Abstract The CO2 reduction reaction is an imperative piece of technology that closes the carbon cycle in many critical energy conversion and chemical manufacturing processes. Here, we report two new iridium (III) terpyridine-based photocatalysts capable of selective reduction of CO2 to CO under visible light (λ ≥ 420 nm). The first photocatalyst, [Ir–COOH], was functionalized with the carboxyl group on the phenylpyridine, whereas the second, [Ir-PhCOOH], was attached to a phenyl spacer on the terpyridine.

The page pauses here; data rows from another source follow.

PR #108, opened 2022-10-24
Dev

cscherrer:


src/combinators/product.jl
```diff
@@ -212,10 +212,11 @@ end
 
 @inline function insupport(d::AbstractProductMeasure, x::AbstractArray)
     mar = marginals(d)
-    for (j, mj) in enumerate(mar)
-        dynamic(insupport(mj, x[j])) || return false
+    # We might get lucky and know statically that everything is inbounds
+    T = Core.Compiler.return_type(insupport, Tuple{eltype(mar),eltype(x)})
+    T == True || all(zip(x, mar)) do (xj, mj)
+        @inbounds insupport(mj, xj) == true
```
cscherrer, line 218:
```suggestion
        insupport(mj, xj) == true
```
No indexing, so we can drop the `@inbounds` here

src/combinators/product.jl
```diff
@@ -212,10 +212,11 @@ end
 
 @inline function insupport(d::AbstractProductMeasure, x::AbstractArray)
     mar = marginals(d)
-    for (j, mj) in enumerate(mar)
-        dynamic(insupport(mj, x[j])) || return false
+    # We might get lucky and know statically that everything is inbounds
+    T = Core.Compiler.return_type(insupport, Tuple{eltype(mar),eltype(x)})
+    T == True || all(zip(x, mar)) do (xj, mj)
```
cscherrer, line 217: No, it should be

```suggestion
    T <: True || all(zip(x, mar)) do (xj, mj)
```

oschulz (approved):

The [Ir-PhCOOH] was characterized by a higher extinction coefficient than [Ir–COOH], thus allowing more absorption of photons. Although both photocatalysts require two-electron activation, the [Ir-PhCOOH] is more readily activated as a result of the more negatively charged Ir center. These photocatalysts show exclusive selectivities in the production of CO. The turnover frequencies for [Ir–COOH] and [Ir-PhCOOH] were 19 and 10 h−1, respectively, under visible light irradiation. The e-e-H-H pathway was identified as the most favorable, consisting of the rate-limiting step in the conversion of ∗COOH to ∗CO, and where the barrier is significantly lower for [Ir-PhCOOH] than for [Ir–COOH].